The dire need for prison reforms drew attention again when the Islamabad High Court indicated overcrowding was inhumane, while the Supreme Court ruled against the release of health-compromised and remand detainees in the wake of the coronavirus. Forever-pending undertrial cases, unsanitary conditions, and overcapacity facilities were once again cited as blights on the shambles of this halfway point along the criminal justice system.

Prison rules reforms attempt to regulate the powers of prison officials, and clear ambiguities in colonial-era language allow for inhumane treatment of inmates.

It might be difficult for some to understand that prisoners have not foregone all their rights, having not only violated the law, but also society’s fundamental contract in which the freedom of individuals is balanced by freedom for all. Thus a debate ensues: what are prisons supposed to be — sites of punishment or sites of reform? Shouldn’t those who have violated the rights of others suffer consequences in order to regain the right to participate in society?

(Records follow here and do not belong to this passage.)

PR #10683, opened 2026-09-08
Add an option to route custom claim dialect applications that rename attributes to the local dialect selector

RushanNanayakkara:
### Purpose

Applications that use a custom claim dialect show every user attribute as unselected on the **User Attributes** tab, and pressing **Update** with no edits deletes their claim mappings.

**Cause.** A custom dialect stores the application's own name in `requestedClaims[].claim.uri` and keeps the pairing to the local attribute in `claimMappings`. The OIDC scope grouped selector compares that field directly against the local claim URI:

```ts
requestedClaims.find(r => r?.claim?.uri === externalClaim.mappedLocalClaimURI)
```

`email` never equals `http://wso2.org/claims/emailaddress`, so nothing matches. On save the scope grouped selector has no mapping state, so `claimMappingFinal` is empty, which forces `dialect: "LOCAL"` and drops the mappings.

The local dialect selector resolves the mapping before matching and handles these applications correctly. Every SAML, WS-Federation and multi protocol application already uses it.

**Fix.** A new option routes applications whose custom claim dialect renames at least one attribute to the local dialect selector. **It is off by default.**

```toml
[console.ui]
is_custom_claim_dialect_routing_enabled = true
```

The behaviour is one value in `attribute-settings.tsx`:

```ts
const hasRenamedAttributes: boolean = claimConfigurations?.dialect === "CUSTOM"
    && (claimConfigurations?.claimMappings ?? []).some((mapping: ClaimMappingInterface) =>
        !!mapping?.applicationClaim && mapping.applicationClaim !== mapping?.localClaim?.uri);

const usesOIDCClaimDialect: boolean = UIConfig?.isCustomClaimDialectRoutingEnabled
    ? onlyOIDCConfigured && !hasRenamedAttributes
    : onlyOIDCConfigured;
```

A custom claim dialect whose mappings all keep the local claim URI, or that has no mappings, displays correctly on the scope grouped selector today, so it is not moved.

It decides which dialect the tab loads, which selector renders, and whether an unset subject claim is sent on save. With the option off it is exactly `onlyOIDCConfigured`, the value the tab used before this change.

The `isSubjectClaimOmitted` guard from #10650 used `!onlyOIDCConfigured` to mean "this tab works in the local dialect". It now uses `!usesOIDCClaimDialect`. With the option off the two are identical. With it on, the new condition is a strict superset of the old one, so no application loses protection.

The option follows the existing pattern for Console UI flags: `UIConfigInterface`, `configs/app.ts`, the config reducer, and a `{% if … is defined %}` block in `deployment.config.json.j2`, so the key is absent from the rendered config unless it is set.

### Related Issues
- https://github.com/wso2/product-is/issues/28327

### Related PRs
- N/A

### Verification

**Routing applied.** Tested before the option was added, when every custom dialect application was routed. Every application below renames attributes, so the option on routes them the same way. Covered IS 7.4.0-SNAPSHOT and IS 7.2.0 with a database migrated from 5.11.0.

| Application | Screen | Selected | Update with no edits |
| --- | --- | --- | --- |
| custom dialect, no protocol | scope grouped → **local dialect** | 0 → **2** | **deleted → unchanged** |
| custom dialect, renamed | scope grouped → **local dialect** | 0 → **2** | **deleted → unchanged** |
| standard names, no protocol / OIDC | scope grouped (unchanged) | 5 | unchanged |
| custom dialect, SAML | local dialect (unchanged) | 2 | unchanged |

On both versions the OIDC `id_token` and the SAML assertion carried the same attributes before and after Update, renaming an attribute through the restored screen persisted, and the subject identifier was unchanged on every application.

**Option off and on.** IS 7.2.0 with a database migrated from 5.11.0, 16 applications. They include a custom dialect with no mappings, one whose mappings all keep the local claim URI, and one whose only renamed attribute is not requested. The Console was built twice, with this change and without it. Every run started from the same database snapshot and recorded, for each application, which selector rendered, the checkbox counts, the requests sent when pressing Update (method, status and body), and the stored configuration afterwards.

| Run | Result |
| --- | --- |
| Option not set | identical to the Console without this change, on all 16 applications |
| Option `false` | identical to the Console without this change, on all 16 applications |
| Option `true` | exactly the 6 applications predicted from their stored configuration move to the local dialect selector, and Update keeps their mappings, requested claims and dialect. The other 10 are identical to option off. Reopening every application after Update shows the same selector. |

The two applications whose custom claim dialect renames nothing, one with no mappings and one whose mappings all keep the local claim URI, stay on the scope grouped selector with the option on. That is the effect of requiring a renamed attribute, and both display correctly there today.

IS 7.4.0-SNAPSHOT, same method with Consoles built from `master` with and without this change, 12 applications. Option not set and option `false` are identical to the Console without this change on all 12. Option `true` moves exactly the 4 predicted applications, and Update keeps their configuration. The other 8 are identical to option off, and reopening every application after Update shows the same selector.

ESLint and `tsc` pass. As a control, a deliberately wrong property name on `UIConfig` is rejected, so the new field is type checked.

### Checklist

### Security checks
- [x] Followed secure coding standards in http://wso2.com/technical-reports/wso2-secure-engineering-guidelines

## Developer Checklist (Mandatory)
- [ ] Complete the **Developer Checklist** in the related `product-is` issue to track any behavioral change or migration impact.

> **Behavioural change.** None by default. With the option enabled, applications that rename attributes through a custom claim dialect and rendered the scope grouped selector render the local dialect selector instead. They gain the attribute name mapping toggle and see their real per application names, and lose the scope grouping. Applications whose custom dialect renames no attribute are not moved, since they display correctly today. If the last renamed attribute is removed while other mappings remain, the application returns to the scope grouped selector the next time it is opened.

### DIFF
--- a/features/admin.applications.v1/components/settings/attribute-management/attribute-settings.tsx
+++ b/features/admin.applications.v1/components/settings/attribute-management/attribute-settings.tsx
@@ -278,6 +278,17 @@ export const AttributeSettings: FunctionComponent<AttributeSettingsPropsInterfac
     }, [ externalClaims ]);
 
     /**
+     * Applications that define their own claim dialect carry per application attribute names. The OIDC scope
+     * grouped selector has no way to display or edit those names, and saving from it drops them. Route such
+     * applications to the local dialect selector, which supports them, and leave every other application on
+     * the scope grouped selector.
+     *
+     * `onlyOIDCConfigured` is intentionally left untouched. It also drives subject claim handling, and these
+     * applications are still OIDC applications.
+     */
+    const useScopeGroupedSelector: boolean = onlyOIDCConfigured && claimConfigurations?.dialect !== "CUSTOM";
+
+    /**
      * Set the dialects for inbound protocols
      */
     useEffect(() => {
@@ -287,7 +298,7 @@ export const AttributeSettings: FunctionComponent<AttributeSettingsPropsInterfac
         //TODO  move this logic to backend
         setIsClaimRequestLoading(true);
 
-        if (onlyOIDCConfigured) {
+        if (useScopeGroupedSelector) {
             changeSelectedDialect("http://wso2.org/oidc/claim");
 
             return;
@@ -295,7 +306,7 @@ export const AttributeSettings: FunctionComponent<AttributeSettingsPropsInterfac
 
         setIsClaimRequestLoading(false);
         changeSelectedDialect(localDialectURI);
-    }, [ onlyOIDCConfigured, dialect ]);
+    }, [ useScopeGroupedSelector, dialect ]);
 
     useEffect(() => {
         if (advanceSettingValues) {
@@ -1140,7 +1151,7 @@ export const AttributeSettings: FunctionComponent<AttributeSettingsPropsInterfac
         const RequestedClaims: RequestedClaimConfigurationInterface[] = [];
         const subjectClaim: AppClaimInterface = advanceSettingValues?.subject?.claim;
 
-        const isSubjectClaimOmitted: boolean = !onlyOIDCConfigured
+        const isSubjectClaimOmitted: boolean = !useScopeGroupedSelector
             && !claimConfigurations?.subject?.claim?.uri
             && !advanceSettingValues?.isSubjectClaimExplicit;
 
@@ -1341,7 +1352,7 @@ export const AttributeSettings: FunctionComponent<AttributeSettingsPropsInterfac
                         <div className="form-container with-max-width">
                             <Grid.Column mobile={ 16 } tablet={ 16 } computer={ 12 }>
                                 {
-                                    onlyOIDCConfigured
+                                    useScopeGroupedSelector
                                         ? (
                                             <AttributeSelectionOIDC
                                                 claims={ claims }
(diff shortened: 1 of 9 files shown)


features/admin.applications.v1/components/settings/attribute-management/attribute-settings.tsx
```diff
@@ -277,6 +280,32 @@ export const AttributeSettings: FunctionComponent<AttributeSettingsPropsInterfac
...
+     * local dialect instead, but only when at least one attribute is actually renamed. A custom dialect whose
+     * mappings all keep the local claim URI displays correctly on the scope grouped selector, so it stays.
+     *
+     * This changes screens that work today, so it is opt in through `isCustomClaimDialectRoutingEnabled`.
+     * With the option off this is exactly `onlyOIDCConfigured`, which is what the tab used before the option
+     * existed.
+     *
+     * `onlyOIDCConfigured` is intentionally left untouched; these are still OIDC applications for every
+     * other purpose.
+     */
```
pavinduLakshan, line 290: Shall we shorten this comment for brevity :)?

pavinduLakshan (dismissed):

features/admin.applications.v1/components/settings/attribute-management/attribute-settings.tsx
RushanNanayakkara: addressed with https://github.com/wso2/identity-apps/pull/10683/commits/6f361984304947afdb277130ed17c5de5ae37ef5

pavinduLakshan (approved):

Such questions hark back to the colonial history of prison reform: with the late 18th century shift towards modern law and order, ‘native’ forms of corporal punishment were deemed ‘barbaric’. This saw the introduction of long-term, hard menial labour conceptualised as a ‘civilised’ form of retributive justice. Deviants would repay their dues by following repetitive rules, and be disciplined into productive societal belonging.

A central argument in English-language academic work on criminal justice in Pakistan is that such colonial-era reforms were not properly implemented, and despite their inheritance in 1947, prison administrations remain historically ‘backward’. In addition to enacting new provincial jail manuals, a recently introduced federal programme focuses on other areas of reform.

The first report of the Prime Minister’s Prisoners Aid Committee (2019) notably includes “implementing a prison industry plan”, among other forms of modernisation such as the digitisation of manual record keeping. It aims to “generate revenue not only for the State … but also help the prisoners utilise their time in learning various skills which will make them good citizens”. This is not a new idea: anthropologist David Arnold traces the creation of prison workshops for producing goods for government departments and police in British India to the 1850s.

The document cites India’s Tihar Jail’s “economic rehabilitation programmes” as bringing in “10-15 crores rupees annually through public-private partnerships”. Due to its successful PR image, Tihar is used as model for reform, but the reality is it continues to house prisoners in overcrowded conditions where they experience routine violence.

This narrative of socioeconomic tech-enabled progress belies the realities of the country’s inhumane criminal justice system.

One prisoner spent over 15 years on death row, arrested in his early 20s on murder charges. Maintaining his innocence, he recalled 14 days of torture in police custody, including being hung by his wrists to his cell door. Another ex-prisoner with a former life sentence, when asked if he received medical care, laughed his lungs out: “Are you talking about Pakistan or some other country? Here we don’t have such facilities for common persons and you are asking about prisoners.”

The writer is a researcher currently working for Justice Project Pakistan.